The spelling checker is supported by the current language but the required rules and dictionaries have not been downloaded. You should be able to download them from the JASSPA website, see Contact Information. Once downloaded they must be placed in the MicroEmacs search path, i.e. where the other macro files (like me.emf) are located.

Dialog opens with the following error message:

Language "XXXX" not supported!

The spelling checker is not supported by the current language, see the following Adding Spell Support section.

Adding Spell Support

To support a language MicroEmacs's spelling checker requires a base word dictionary and a set of rules which define what words can be derived from each base word in the dictionary. The concept and format of the word list and rules are compatible with the Free Software Foundation GNU ispell(1) package.

The best starting point is to obtain ispell rules and word lists in plain text form, the web can usually yield these. Once these have been obtained the rules file (or affix file) must be converted to a MicroEmacs macro file calling the add-spell-rule(2) command to define the rules. The rule file should be named "lsr<lang-id>.emf" where "<lang-id>" is the spelling language id, determined by the .spell.language variable set in the language.emf macro file.

The spellutl.emf macro file contains the command spell-conv-aff-buffer which will attempt to convert the buffer but due to formatting anomalies this process often goes wrong so using the command spell-conv-aff-line (also contained in spellutl.emf) to convert a single line is often quicker. See existing spelling rule files (lsr*.emf) for examples and help on command add-spell-rule(2).

Note: the character set used by the rules should be the most appropriate ISO standard (see Displayed Character Set section), this can make the process much more difficult if the current character set not compatible, if you are having difficulty with this please e-mail JASSPA Support.

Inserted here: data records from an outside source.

PR #339, opened 2024-12-09
Split differing parts of i915 and xe into seperate files, and implement ioctls for memory usage

Steve-Tech:
Hi,

Having both i915 and xe in the same file was getting annoying to maintain, so I've split the differing parts, and kept the similar parts in `extract_gpuinfo_intel.c`.
I've implemented the ioctls that mesa uses to get memory usage, so we can also get the memory usage (for both i915 and xe).
There's some minor additions like xe encoder usage, adding compute usage to the total usage, and showing gtt memory usage for integrated gpus.
The actual memory usage requires the CAP_PERFMON or CAP_SYS_ADMIN capability, (use `sudo setcap cap_perfmon=ep nvtop` to add it), but I've also changed the interface to still display the total memory (e.g. `N/A/15.906Gi`) if the memory usage is denied.

Here's an example of my GPU:
image

Thanks,
Steve


src/extract_gpuinfo_intel_i915.c
```diff
@@ -0,0 +1,295 @@
...
+#include "nvtop/device_discovery.h"
+#include "nvtop/extract_gpuinfo_common.h"
+#include "nvtop/extract_processinfo_fdinfo.h"
+#include "nvtop/time.h"
+
+#include "extract_gpuinfo_intel.h"
+
+#include <assert.h>
+#include <drm/drm.h>
+#include <drm/i915_drm.h>
```
Steve-Tech, line 31: This would require the linux userspace headers to be installed (`linux-libc-dev`), is that okay?

Syllo: It's the same requirement as for AMD's `#include <libdrm/amdgpu.h>` we need for AMDGPU so nothing new as far as I know :wink:

src/extract_gpuinfo_intel_xe.c
```diff
@@ -0,0 +1,264 @@
...
+  static char *line = NULL;
+  static size_t line_buf_size = 0;
+  ssize_t count = 0;
+
+  bool client_id_set = false;
+  unsigned cid;
+  nvtop_time current_time;
+  nvtop_get_current_time(&current_time);
+
+  union intel_cycles gpu_cycles = {.array = {0, 0, 0, 0, 0}};
```
Syllo, line 140: If you want to zero-initialize you can also use `= { 0 }` ( or `= {}` if the project uses the C standard >= C23)

src/extract_gpuinfo_intel_i915.c
```diff
@@ -0,0 +1,295 @@
...
+  struct gpuinfo_dynamic_info *dynamic_info = &gpu_info->base.dynamic_info;
+
+  if (gpu_info->card_fd) {
+    int32_t length = 0;
+    struct drm_i915_query_memory_regions *regions =
+        intel_i915_query_alloc(gpu_info->card_fd, DRM_I915_QUERY_MEMORY_REGIONS, &length);
+    if (regions) {
+      for (unsigned i = 0; i < regions->num_regions; i++) {
+        struct drm_i915_memory_region_info mr = regions->regions[i];
+        if (mr.region.memory_class == I915_MEMORY_CLASS_DEVICE || regions->num_regions == 1) {
```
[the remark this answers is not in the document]
Steve-Tech: Yeah that's correct, my ARC seems to have 2 memory regions, one device and one system, while UHD integrated graphics (not sure about Iris graphics but I assume it's the same) only has one for system memory.

src/extract_gpuinfo_intel_i915.c
```diff
@@ -0,0 +1,295 @@
...
+  if (ret != 0)
+    return -errno;
+  else if (item.length < 0)
+    return item.length;
+
+  *buffer_len = item.length;
+  return 0;
+}
+
+static inline void *intel_i915_query_alloc(int fd, uint64_t query_id, int32_t *query_length) {
```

Once the rules have been created, create a dictionary for the language from the word lists, see help on command add-dictionary(2). The dictionary file name should be "lsdm<lang-id>.edf", if the dictionary is large and can be split into two sections, a set of common words and a set of more obscure ones, create two dictionaries calling the dictionary containing obscure words "lsdx<lang-id>.edf" and the other as above.

Once the generated word and dictionary files have been place in the MicroEmacs search path, the spelling checker should find and use them. Please submit your generated support to MicroEmacs for others to benefit.